**WHAT NEEDS TO BE DONE**
Look for the word "since" in the material below, then report each line where it occurs.

**DATA PROVIDED**
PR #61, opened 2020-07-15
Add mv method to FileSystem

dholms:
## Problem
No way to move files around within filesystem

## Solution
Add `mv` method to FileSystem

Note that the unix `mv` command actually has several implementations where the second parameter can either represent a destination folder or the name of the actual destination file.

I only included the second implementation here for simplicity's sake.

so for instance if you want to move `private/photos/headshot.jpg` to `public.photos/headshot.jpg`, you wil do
...
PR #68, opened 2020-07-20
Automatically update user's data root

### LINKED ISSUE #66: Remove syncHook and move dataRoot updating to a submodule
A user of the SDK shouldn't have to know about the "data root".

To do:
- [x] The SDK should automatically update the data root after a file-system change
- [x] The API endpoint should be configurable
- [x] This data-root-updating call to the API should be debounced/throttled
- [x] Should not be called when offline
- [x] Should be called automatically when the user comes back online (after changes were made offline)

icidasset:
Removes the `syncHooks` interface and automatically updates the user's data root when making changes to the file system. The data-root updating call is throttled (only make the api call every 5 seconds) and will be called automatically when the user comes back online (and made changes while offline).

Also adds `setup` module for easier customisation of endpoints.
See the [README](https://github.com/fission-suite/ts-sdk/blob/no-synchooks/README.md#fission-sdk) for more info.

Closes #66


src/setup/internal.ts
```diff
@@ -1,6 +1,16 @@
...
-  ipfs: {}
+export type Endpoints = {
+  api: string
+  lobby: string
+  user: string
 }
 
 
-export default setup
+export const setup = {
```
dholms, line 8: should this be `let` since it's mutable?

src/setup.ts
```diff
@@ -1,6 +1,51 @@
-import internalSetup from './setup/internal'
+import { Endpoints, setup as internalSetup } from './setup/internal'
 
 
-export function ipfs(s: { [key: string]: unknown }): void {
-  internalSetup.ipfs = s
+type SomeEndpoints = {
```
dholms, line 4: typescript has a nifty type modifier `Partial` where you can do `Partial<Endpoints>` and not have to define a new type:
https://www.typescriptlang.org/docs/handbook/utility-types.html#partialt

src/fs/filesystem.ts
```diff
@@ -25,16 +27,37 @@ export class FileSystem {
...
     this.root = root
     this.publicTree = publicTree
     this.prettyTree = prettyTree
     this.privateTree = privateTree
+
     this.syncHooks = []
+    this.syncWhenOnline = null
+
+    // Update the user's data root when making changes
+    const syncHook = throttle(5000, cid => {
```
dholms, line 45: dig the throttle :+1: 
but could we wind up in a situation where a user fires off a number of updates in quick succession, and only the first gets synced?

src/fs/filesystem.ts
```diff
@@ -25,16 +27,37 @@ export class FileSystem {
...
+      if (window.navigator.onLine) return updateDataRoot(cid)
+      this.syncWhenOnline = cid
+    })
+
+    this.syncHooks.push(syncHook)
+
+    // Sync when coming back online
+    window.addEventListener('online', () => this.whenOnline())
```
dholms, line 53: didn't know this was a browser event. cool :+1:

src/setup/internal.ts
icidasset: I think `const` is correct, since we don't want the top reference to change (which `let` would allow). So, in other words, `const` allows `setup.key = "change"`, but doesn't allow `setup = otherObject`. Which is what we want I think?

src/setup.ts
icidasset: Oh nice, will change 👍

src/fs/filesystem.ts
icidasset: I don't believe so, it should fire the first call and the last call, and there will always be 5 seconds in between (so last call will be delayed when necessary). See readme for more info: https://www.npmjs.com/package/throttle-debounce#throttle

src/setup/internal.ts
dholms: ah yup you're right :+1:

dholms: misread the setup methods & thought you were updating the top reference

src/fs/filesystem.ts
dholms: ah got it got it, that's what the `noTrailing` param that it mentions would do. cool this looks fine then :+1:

**EXERCISE SOLUTION**
dholms, line 8: should this be `let` since it's mutable?
icidasset: I think `const` is correct, since we don't want the top reference to change (which `let` would allow). So, in other words, `const` allows `setup.key = "change"`, but doesn't allow `setup = otherObject`. Which is what we want I think?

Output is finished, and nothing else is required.